Activity: Starting at the top of the entries below, print each line exactly until the line with "table changed." has been printed too.

[Dataset entries]
☆ ☆ ☆

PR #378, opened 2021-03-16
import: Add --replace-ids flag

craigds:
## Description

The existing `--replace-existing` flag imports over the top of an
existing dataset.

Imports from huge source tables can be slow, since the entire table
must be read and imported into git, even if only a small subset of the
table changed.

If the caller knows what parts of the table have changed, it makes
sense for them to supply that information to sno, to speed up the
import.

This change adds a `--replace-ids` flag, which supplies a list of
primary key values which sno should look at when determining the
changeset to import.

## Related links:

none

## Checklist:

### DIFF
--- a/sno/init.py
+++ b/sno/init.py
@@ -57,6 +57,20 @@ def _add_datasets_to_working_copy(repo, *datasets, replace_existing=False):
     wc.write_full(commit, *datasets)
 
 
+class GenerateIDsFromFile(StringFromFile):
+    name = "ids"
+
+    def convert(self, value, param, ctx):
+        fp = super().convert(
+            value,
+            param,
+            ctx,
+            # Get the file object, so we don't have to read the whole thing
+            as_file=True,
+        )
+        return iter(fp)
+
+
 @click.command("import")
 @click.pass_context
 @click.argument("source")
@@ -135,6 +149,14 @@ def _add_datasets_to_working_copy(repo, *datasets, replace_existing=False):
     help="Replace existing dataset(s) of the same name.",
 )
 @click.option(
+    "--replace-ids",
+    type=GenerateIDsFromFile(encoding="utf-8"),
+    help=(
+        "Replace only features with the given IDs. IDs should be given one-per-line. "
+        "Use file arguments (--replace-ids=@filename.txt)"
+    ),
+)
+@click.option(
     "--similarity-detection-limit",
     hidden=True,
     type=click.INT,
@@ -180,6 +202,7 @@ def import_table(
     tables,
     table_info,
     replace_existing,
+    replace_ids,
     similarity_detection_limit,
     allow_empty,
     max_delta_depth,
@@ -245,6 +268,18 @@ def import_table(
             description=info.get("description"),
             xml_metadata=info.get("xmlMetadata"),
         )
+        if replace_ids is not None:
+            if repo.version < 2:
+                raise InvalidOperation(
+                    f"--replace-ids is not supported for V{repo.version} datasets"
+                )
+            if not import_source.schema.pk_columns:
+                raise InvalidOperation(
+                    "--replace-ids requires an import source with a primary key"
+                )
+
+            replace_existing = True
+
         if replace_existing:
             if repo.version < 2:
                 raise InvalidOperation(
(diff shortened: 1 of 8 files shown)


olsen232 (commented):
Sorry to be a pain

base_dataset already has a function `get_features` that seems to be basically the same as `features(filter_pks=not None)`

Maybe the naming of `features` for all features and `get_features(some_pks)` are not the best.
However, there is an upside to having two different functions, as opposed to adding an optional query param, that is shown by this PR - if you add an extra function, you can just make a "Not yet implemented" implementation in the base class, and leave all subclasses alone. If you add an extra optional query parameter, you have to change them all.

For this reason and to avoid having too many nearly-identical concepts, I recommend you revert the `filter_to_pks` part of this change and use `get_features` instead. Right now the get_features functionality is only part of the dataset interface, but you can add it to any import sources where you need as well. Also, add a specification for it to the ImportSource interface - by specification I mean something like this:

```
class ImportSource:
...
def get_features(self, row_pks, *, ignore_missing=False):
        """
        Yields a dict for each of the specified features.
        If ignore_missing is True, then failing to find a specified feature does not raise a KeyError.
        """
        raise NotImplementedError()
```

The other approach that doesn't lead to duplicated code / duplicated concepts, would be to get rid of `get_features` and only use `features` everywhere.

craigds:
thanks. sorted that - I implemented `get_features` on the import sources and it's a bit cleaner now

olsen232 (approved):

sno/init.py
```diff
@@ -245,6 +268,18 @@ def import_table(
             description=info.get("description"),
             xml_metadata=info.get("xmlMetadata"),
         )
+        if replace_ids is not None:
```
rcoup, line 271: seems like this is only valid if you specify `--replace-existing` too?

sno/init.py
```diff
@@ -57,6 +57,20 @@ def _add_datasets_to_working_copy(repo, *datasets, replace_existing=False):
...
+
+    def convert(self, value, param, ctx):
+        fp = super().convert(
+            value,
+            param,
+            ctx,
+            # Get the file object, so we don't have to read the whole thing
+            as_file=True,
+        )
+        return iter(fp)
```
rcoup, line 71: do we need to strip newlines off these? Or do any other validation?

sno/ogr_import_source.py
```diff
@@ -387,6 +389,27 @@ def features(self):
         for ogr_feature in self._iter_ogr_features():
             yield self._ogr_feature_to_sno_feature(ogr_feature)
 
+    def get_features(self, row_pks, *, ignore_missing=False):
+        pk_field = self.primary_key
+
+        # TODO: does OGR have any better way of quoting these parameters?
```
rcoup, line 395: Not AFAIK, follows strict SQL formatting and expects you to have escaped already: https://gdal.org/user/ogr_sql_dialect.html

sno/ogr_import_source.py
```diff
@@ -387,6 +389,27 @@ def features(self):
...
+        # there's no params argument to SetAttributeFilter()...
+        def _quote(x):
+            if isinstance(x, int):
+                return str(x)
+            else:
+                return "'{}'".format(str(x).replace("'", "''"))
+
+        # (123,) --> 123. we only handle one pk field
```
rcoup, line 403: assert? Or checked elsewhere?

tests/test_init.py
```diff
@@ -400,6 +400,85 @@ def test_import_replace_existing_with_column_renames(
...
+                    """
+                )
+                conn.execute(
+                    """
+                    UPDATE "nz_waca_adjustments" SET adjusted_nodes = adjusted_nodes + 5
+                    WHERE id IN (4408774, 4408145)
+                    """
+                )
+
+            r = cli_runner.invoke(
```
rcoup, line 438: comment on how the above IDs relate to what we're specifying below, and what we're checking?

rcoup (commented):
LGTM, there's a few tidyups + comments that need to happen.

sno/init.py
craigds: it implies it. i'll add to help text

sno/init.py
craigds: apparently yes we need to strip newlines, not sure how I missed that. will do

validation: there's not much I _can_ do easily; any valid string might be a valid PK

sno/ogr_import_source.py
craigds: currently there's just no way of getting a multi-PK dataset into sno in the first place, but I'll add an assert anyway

☆ ☆ ☆

Completed task:
PR #378, opened 2021-03-16
import: Add --replace-ids flag

craigds:
## Description

The existing `--replace-existing` flag imports over the top of an
existing dataset.

Imports from huge source tables can be slow, since the entire table
must be read and imported into git, even if only a small subset of the
table changed.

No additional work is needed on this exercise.